Bei diesem Prozess werden biometrische Daten verarbeitet, eine der sensibelsten Kategorien personenbezogener Daten nach britischem und EU-Datenschutzrecht. Selbst wenn eine Plattform angibt, dass Bilder unmittelbar nach der Schätzung gelöscht werden, erfordert der zugrunde liegende Scan dennoch die Erfassung eines Live-Gesichtsbildes und dessen Verarbeitung durch eine proprietäre Software. Nutzer haben in der Regel nur begrenzte Einblicke, wie lange diese Daten gespeichert werden, wie das Modell trainiert wurde oder wie genau es tatsächlich bei verschiedenen Altersgruppen, Hauttönen und Lichtverhältnissen ist.
Die Abwägungen zwischen Datenschutz und Altersverifizierung nach dem Online Safety Act
Der OSA wurde entworfen, um Kinder online zu schützen, und nur wenige würden gegen dieses Ziel argumentieren.

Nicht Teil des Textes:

PR #1039, opened 2020-12-15
apps/projects: only show private info for modules, not events

fuzzylogic2000:
like https://github.com/liqd/a4-meinberlin/pull/3331


fuzzylogic2000:
@Rineee @phillimorland @rmader I totally forgot about this one. Can someone merge?

Rineee (commented):
Yes!

PR #1073, opened 2021-01-20
apps/organisations/models: do not consider draft modules for sorting …

Rineee:
…of project list

Stumbled across this when looking at the project sorting.. since we were also considering draft modules, the sorting was messed up, e.g. projects with a non-published module with 'active' phase were considered active even though the only published module ended already and thus were shown among active projects.

What do you think? I would then also port this over to kosmo..


fuzzylogic2000 (approved):
Yes! Very nice! Good catch!
This was obviously already there when we changed the modules to being draft.

PR #1093, opened 2021-02-04
apps/embed: Some 3rd-party cookie fixes

rmader:
The cookie test was completely broken, not sure why that should have worked in the past. And a workaround for https://code.djangoproject.com/ticket/31933


phillimorland (approved):
super awesome cool! :)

Die Umsetzung des Gesetzes drängt Plattformen jedoch zu biometrischen Verifikationsmethoden, die eigene Kosten für den Datenschutz mit sich bringen. Gesichtsscans, das Hochladen von Ausweisdokumenten und andere Verifikationsmethoden bedeuten, dass sowohl Minderjährige als auch Erwachsene möglicherweise sensible personenbezogene Daten preisgeben müssen, nur um auf eine Social-Media-App zuzugreifen.
Dies schafft einen echten Zielkonflikt. Eine wirksame Altersverifikation kann die Exposition von Kindern gegenüber unangemessenen Inhalten verringern, weitet aber auch die Menge an biometrischen und Identitätsdaten aus, die Plattformen – und möglicherweise Drittanbieter von Verifikationsdiensten – sammeln und speichern. Wenn diese Daten missbräuchlich verwendet werden, in falsche Hände geraten oder länger als nötig aufbewahrt werden, könnten die Folgen weit über das ursprüngliche Sicherheitsziel hinausgehen. Die Untersuchung von Ofcom gegen TikTok ist zum Teil ein Test, ob Regulierungsbehörden Plattformen nicht nur dafür zur Verantwortung ziehen können, dass sie ein Altersprüfungssystem haben, sondern auch dafür, dass sie eines entwickeln, das die Grundsätze der Datenminimierung respektiert und gleichzeitig zuverlässig funktioniert.
Was das für Sie bedeutet
Wenn Sie TikTok im Vereinigten Königreich nutzen, sind Sie möglicherweise bereits auf eine Altersprüfungsaufforderung gestoßen, oder Sie werden je nach Verlauf dieser Untersuchung bald eine sehen. Es ist wichtig zu verstehen, dass ein VPN Ihnen nicht helfen kann, biometrische Altersverifikation zu umgehen oder zu vermeiden. Diese Prüfungen sind in die Kontosysteme von TikTok integriert und an Ihr Konto und Gerät gebunden, nicht an Ihren Netzwerkstandort. Daher ändert das Umleiten Ihres Datenverkehrs über einen anderen Server nichts an dem, was die App von Ihnen verlangt.
Was ein VPN tun kann, ist, andere Formen der Nachverfolgung während der Nutzung der Plattform einzuschränken, etwa das Maskieren Ihrer IP-Adresse vor Werbetreibenden oder die Verringerung der Gefährdung in öffentlichen WLANs. Es handelt sich um eine separate Schutzebene der Privatsphäre, nicht um eine Umgehung der Altersverifikationspflichten.
Praktische Handlungsempfehlungen
Bevor Sie einer App biometrische Daten übermitteln, überprüfen Sie, was die Datenschutzrichtlinie der Plattform über Aufbewahrungs- und Löschfristen aussagt. Achten Sie darauf, ob die Altersverifikation intern oder von einem Drittanbieter durchgeführt wird, denn das ändert, wer Zugriff auf Ihre Daten hat. Wenn Sie Elternteil sind, überprüfen Sie die Kontoeinstellungen Ihres Kindes und informieren Sie sich, welche Verifikationsmethode TikTok verlangt. Und verfolgen Sie, wie die Untersuchung von Ofcom gegen TikTok voranschreitet, denn die Ergebnisse könnten prägen, wie jede große Plattform künftig im Vereinigten Königreich mit biometrischen Altersprüfungen umgeht.